判決などによると、男性は2005年から2010年までの6年間にわたり、計約72億円分の馬券を購入して、計約5億円あまりの利益をあげた。外れ馬券の購入費を経費として確定申告したが、国税局から当たり馬券分しか経費として認められず、約1億9000万円を追徴課税された。
1審の東京地裁は昨年5月、男性の外れ馬券の購入費を「一時所得」として経費と認めない判決を下していた。2審の東京高裁の菊池裁判長は「網羅的に馬券を購入して利益を上げる独自のノウハウを有していた」「経費の計上が認められる経済活動に当たる」として、追徴課税を取り消した。
外れ馬券の購入費をめぐっては、最高裁が昨年3月、大阪市の元会社員の馬券購入について、「長期間、網羅(もうら)的な購入で経済活動の実態がある」として、経費として認める判断を示していた。今回、北海道の男性がどうして逆転勝訴できたのか。中村和洋弁護士に聞いた。
●最高裁判決と同じロジックの判決だった
「今回の東京高裁判決は、昨年の最高裁判決とロジックが同じです。むしろ、1審判決が最高裁判決の射程範囲を狭く解釈しすぎていたものといえます」
中村弁護士はこのように切り出した。
「昨年の最高裁判決は、馬券購入行為の期間、回数、利益の規模等の事情を総合考慮して『営利を目的とする継続的行為かどうかを判断すべき』としました。最高裁の当事者が競馬予想ソフトを利用して自動購入していたことは、その一例とされたにすぎず、かならず必要な条件ではありません。
東京高裁は今回、この男性が6年間にわたって、多くの利益を恒常的に得ていたことに着目して『雑所得である』と認定し、外れ馬券の購入費も経費として判断しました。この判決は、まさに最高裁判決の趣旨に沿うものといえます」
●「合理的な制度設計を作り直すべき」
そもそも、競馬の払戻金をめぐる課税ルールはどうなっているのだろうか。
「馬券の払戻金は、原則として、偶然発生した所得ということで『一時所得』に該当するとされています。その場合、当たり馬券の購入費だけが経費となります。

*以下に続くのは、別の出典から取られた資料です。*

PR #258, opened 2023-08-22
fix(lib): remove SetStateAction pattern

eunjae-lee:
## Why?

JIRA: EXT-

### DIFF
--- a/packages/demo/src/components/UpdaterFunctionDemo.tsx
+++ b/packages/demo/src/components/UpdaterFunctionDemo.tsx
@@ -6,10 +6,10 @@ export const UpdaterFunctionDemo: PluginComponent = (props) => {
 
   const handleClickIncrement = () => {
     actions?.setContent(
-      (content) => (typeof content === 'number' ? content : 0) + 1,
+      (typeof data.content === 'number' ? data.content : 0) + 1,
     )
     actions?.setContent(
-      (content) => (typeof content === 'number' ? content : 0) + 1,
+      (typeof data.content === 'number' ? data.content : 0) + 1,
     )
   }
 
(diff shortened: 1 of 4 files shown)


johannes-lindgren (approved):
Would we address the templates later?

packages/demo/src/components/UpdaterFunctionDemo.tsx
johannes-lindgren, line 1: This component does not make sense anymore: `data.content` will be stale. We should remove the whole file, I think

johannes-lindgren (changes requested):

eunjae-lee:
> Would we address the templates later?

There was no action pattern(?) found in the templates :)

packages/demo/src/components/NonModalView.tsx
```diff
@@ -1,24 +1,22 @@
...
-      <UpdaterFunctionDemo {...props} />
       <ModalToggle {...props} />
       <AssetSelector {...props} />
       <ContextRequester {...props} />
       <HeightChangeDemo {...props} />
       <LanguageView {...props} />
     </Stack>
   </Paper>
-)
+);
```
johannes-lindgren, line 22: Strange that this passed the checks from prettier in the GitHub workflow 🤔  

The strings above also use `""` instead of `''`.

johannes-lindgren (approved):

packages/demo/src/components/NonModalView.tsx
eunjae-lee: yeah I'll take a look at the github workflow. something must be missing. fixed here, anyway!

例外的に、『営利を目的とする継続的行為』に該当すると評価されれば、外れ馬券の購入費も経費となります。
ただ、どの程度の規模や金額になれば『雑所得』と認めていいのかという区別の基準が、そもそも難しいです。
また、一時所得の場合、所得を2分の1にして計算します。たとえば、『WIN5』(JRAが指定する5つのレースそれぞれで1着を予想し、5レースすべての1着を当てる馬券)を100円ずつ何通りか買って、1億円の配当を得た場合、外れ馬券の購入費が、馬券の払戻金とくらべて圧倒的に少額になります。この場合、雑所得よりも、一時所得とされるほうが税金が安くなります。
このように馬券の払戻金が、雑所得になったり一時所得になったりして、外れ馬券の購入費が経費になったりならなかったりするので、混乱を招いています。
そもそも、外れ馬券を経費にしないとトータルで損をしている場合も、税金を払わなければならないという理不尽な事態となります」
馬券の課税ルールをどうすべきだろうか。
「競馬などの公営ギャンブルについての課税については、その制度設計を見つめ直し、非課税、あるいは払戻金からの一律の源泉分離課税にするなど、合理的な制度が構築されるべきです」
中村弁護士はこのように話していた。